Pop finally raised his voice, arguing that I’d soon get used to it.

And Bernice practically shouted the question that would come to define my place in Petroleum, “Do you understand what a strange child she’ll be if this becomes normal to her?”

 

After that night, I couldn’t forget the body in our basement, two stories below my bed, one story below our kitchen table. I began to notice the rhythm of the work that went on in our household. The phone call. The arrival of the body beneath a sheet. Pop’s late nights in the basement. The house filling with old men in suits, hunched like crows, old women trembling in pretty hats. The sound of ladies weeping in my father’s arms and his soothing voice, how he sounded like he did on the commercial.

Maybe he felt relief finally showing me his workspace, ending the trickery to hide it all those years. To my father, this was honorable, tender work. A part of his life, a reality of our home.

“You’ve forgotten that death is rare and traumatic for most people,” Bernice told him. “You might want to keep it that way for Mary.”

Their relationship was serious enough that she occasionally tidied up our house and kept an eye on me as Pop worked. She cleaned in knee-length dresses and my father’s mucking boots, which she liked to wear because they were several sizes bigger than her feet and she could step into them even if her hands were full, moving from room to room with rags and sprays and handfuls of the various things we had dirtied.

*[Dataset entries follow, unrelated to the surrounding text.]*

PR #19677, opened 2021-08-20
[imgui] Update to 1.84.1

RT2Code:
Update imgui from 1.83 to 1.84.1. I also merged all the different opengl3 bindings into one because imgui now provides its own lightweight loader to make the opengl3 backend usage easier : https://github.com/ocornut/imgui/issues/4445

Changelogs:
https://github.com/ocornut/imgui/releases/tag/v1.84
https://github.com/ocornut/imgui/releases/tag/v1.84.1

### DIFF
--- a/ports/imgui/CMakeLists.txt
+++ b/ports/imgui/CMakeLists.txt
@@ -65,27 +65,7 @@ if(IMGUI_BUILD_OPENGL2_BINDING)
     target_sources(${PROJECT_NAME} PRIVATE ${CMAKE_CURRENT_SOURCE_DIR}/backends/imgui_impl_opengl2.cpp)
 endif()
 
-if(IMGUI_BUILD_OPENGL3_GLEW_BINDING)
-    find_package(GLEW REQUIRED)
-    target_link_libraries(${PROJECT_NAME} PUBLIC GLEW::GLEW)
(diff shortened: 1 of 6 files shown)


JonLiu1993 (approved):

JonLiu1993:
@RT222, thanks for your PR, have you tested these features locally?

ras0219-msft:
Sweet, this is an awesome improvement! Thank you so much!

cenit:
what about changing features and upgrade procedure? also, is it ok to break compatibility with "older" manifests? just asking to understand procedures to implement better how to handle these situations in future on my side

RT222:
Sorry, I forgot to mention it, but I indeed tested the features locally on the following platforms :

- x86-windows
- x64-windows
- x64-windows-static
- x64-uwp
- arm64-windows
- arm-uwp

Here's the details :

Before the update to 1.84 :
- dx12-binding fails on x86-windows.
- glut-binding fails on x64-uwp, arm64-windows and arm-uwp because freeglut dependency doesn't build on these platforms.
- glfw-binding fails on x64-uwp and arm-uwp because glfw3 dependency doesn't build on these platforms.
- dx9-binding, dx10-binding, dx12-binding, opengl2-binding, sdl2-binding and win32-binding fails on x64-uwp and arm-uwp.

With the update to 1.84 :
- opengl3-binding fails on uwp platforms because of the new loader.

She dusted around us while I sat beside Pop on the sofa, choosing casket fabric from the fat three-ring binder. I loved to touch the swatches of taffeta (though customers always chose polyester). My favorite colors were named after flowers: buttercup, orchid, peony, magnolia. I loved to open the tackle box, where he kept makeup. He let me paint thick, putty-colored grease on the back of my hand.

Bernice helped wash it off. She scrubbed too hard. Later, she scrubbed the house with bleach and sprayed with Lysol to cover up what she called the “smell of death.” Afterward, she lay down in a dark room, complaining of headaches she believed were from the formaldehyde and my father believed were from the cleaning products.

The problem with dating my father was that you also had to take on his business and me. If he had ever fretted about whether a woman could learn to love his mood swings, his drinking, his habit of going to work early and finishing late, this set of baggage (our home and me) was the hardest sell.

Bernice came into my room one day, wearing my father’s boots and carrying a stack of folded clothes. She sat on the bed, holding the laundry, and watched me at play.

“I washed an outfit you might want to wear for school,” she said. “I added a bow to it. Would you like to see?”

But I was like my father; it was hard to break my attention when I was at work.

I folded sheets of tinfoil into shiny metal beds and placed my plastic dolls on them. I whispered words like Glory and Our Little Angel, then draped them head to foot in Kleenex. I played wearing latex gloves, powdery inside, loose on my hands. I heard Bernice draw a breath. I looked up to see her mouth open as if to speak. I peeled off a long piece of tinfoil to make a second metal bed. Bernice closed her mouth, hugging the stack of clothes to her chest. And I could feel the shame of the strange child I’d become.